PR #903, opened 2022-01-25
Make text for getting filesystems more grammatically correct

dylanmtaylor:
Use 'Retry attempt {count} of 10.' instead of Waiting for the {count} time". It's more grammatically correct since we're not doing '1st', '2nd', etc.


Torxed:
Thanks! : ) Pulled it into #902 as well which should hopefully fix `NoneType` on `device_instance`.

..........

▶ _Task prompt_
Which lines above include "grammatically"? Show each of them by copying it.

▶ _Reply_
Make text for getting filesystems more grammatically correct
Use 'Retry attempt {count} of 10.' instead of Waiting for the {count} time". It's more grammatically correct since we're not doing '1st', '2nd', etc.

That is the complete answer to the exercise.